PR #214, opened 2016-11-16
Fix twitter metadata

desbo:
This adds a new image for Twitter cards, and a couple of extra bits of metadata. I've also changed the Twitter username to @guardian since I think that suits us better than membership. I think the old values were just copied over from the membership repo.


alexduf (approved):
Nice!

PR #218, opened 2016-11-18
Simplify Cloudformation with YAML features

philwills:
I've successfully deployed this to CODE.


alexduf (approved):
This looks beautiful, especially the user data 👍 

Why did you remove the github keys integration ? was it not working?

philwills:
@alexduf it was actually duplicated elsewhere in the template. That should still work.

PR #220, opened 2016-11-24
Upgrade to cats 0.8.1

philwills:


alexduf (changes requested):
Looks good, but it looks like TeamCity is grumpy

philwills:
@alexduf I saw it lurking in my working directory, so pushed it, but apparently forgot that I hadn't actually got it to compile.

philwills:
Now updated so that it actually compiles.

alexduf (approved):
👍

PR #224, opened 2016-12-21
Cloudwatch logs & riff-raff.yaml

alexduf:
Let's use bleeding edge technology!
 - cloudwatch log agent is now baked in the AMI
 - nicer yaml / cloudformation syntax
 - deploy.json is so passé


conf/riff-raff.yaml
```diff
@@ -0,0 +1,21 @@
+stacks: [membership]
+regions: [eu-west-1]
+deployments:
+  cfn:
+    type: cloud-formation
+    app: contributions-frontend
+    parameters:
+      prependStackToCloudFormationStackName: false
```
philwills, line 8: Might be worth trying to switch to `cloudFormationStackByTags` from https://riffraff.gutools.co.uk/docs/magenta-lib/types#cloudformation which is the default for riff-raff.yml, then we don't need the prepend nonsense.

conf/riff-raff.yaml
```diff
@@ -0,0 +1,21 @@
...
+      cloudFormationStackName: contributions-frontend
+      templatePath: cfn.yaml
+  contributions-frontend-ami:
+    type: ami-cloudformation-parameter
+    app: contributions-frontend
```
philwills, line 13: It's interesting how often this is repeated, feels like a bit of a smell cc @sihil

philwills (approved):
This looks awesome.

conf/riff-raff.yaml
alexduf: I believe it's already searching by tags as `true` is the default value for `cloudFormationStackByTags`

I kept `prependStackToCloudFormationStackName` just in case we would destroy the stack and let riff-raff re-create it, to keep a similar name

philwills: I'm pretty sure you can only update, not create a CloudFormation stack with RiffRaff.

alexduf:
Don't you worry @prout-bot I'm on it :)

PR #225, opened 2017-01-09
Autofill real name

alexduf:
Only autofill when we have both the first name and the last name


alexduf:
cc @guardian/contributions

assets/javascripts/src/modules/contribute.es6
--
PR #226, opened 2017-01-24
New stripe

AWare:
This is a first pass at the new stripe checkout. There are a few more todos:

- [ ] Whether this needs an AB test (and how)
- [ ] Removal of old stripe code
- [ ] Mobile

Instructions for the task: Looking at the entries above, can you reproduce exactly the lines from the one that holds "Cloudwatch logs & riff-raff.yaml" through the one that holds "assets/javascripts/src/modules/contribute.es6", and only those?

Response area:
Cloudwatch logs & riff-raff.yaml

alexduf:
Let's use bleeding edge technology!
 - cloudwatch log agent is now baked in the AMI
 - nicer yaml / cloudformation syntax
 - deploy.json is so passé


conf/riff-raff.yaml
```diff
@@ -0,0 +1,21 @@
+stacks: [membership]
+regions: [eu-west-1]
+deployments:
+  cfn:
+    type: cloud-formation
+    app: contributions-frontend
+    parameters:
+      prependStackToCloudFormationStackName: false
```
philwills, line 8: Might be worth trying to switch to `cloudFormationStackByTags` from https://riffraff.gutools.co.uk/docs/magenta-lib/types#cloudformation which is the default for riff-raff.yml, then we don't need the prepend nonsense.

conf/riff-raff.yaml
```diff
@@ -0,0 +1,21 @@
...
+      cloudFormationStackName: contributions-frontend
+      templatePath: cfn.yaml
+  contributions-frontend-ami:
+    type: ami-cloudformation-parameter
+    app: contributions-frontend
```
philwills, line 13: It's interesting how often this is repeated, feels like a bit of a smell cc @sihil

philwills (approved):
This looks awesome.

conf/riff-raff.yaml
alexduf: I believe it's already searching by tags as `true` is the default value for `cloudFormationStackByTags`

I kept `prependStackToCloudFormationStackName` just in case we would destroy the stack and let riff-raff re-create it, to keep a similar name

philwills: I'm pretty sure you can only update, not create a CloudFormation stack with RiffRaff.

alexduf:
Don't you worry @prout-bot I'm on it :)

PR #225, opened 2017-01-09
Autofill real name

alexduf:
Only autofill when we have both the first name and the last name


alexduf:
cc @guardian/contributions

assets/javascripts/src/modules/contribute.es6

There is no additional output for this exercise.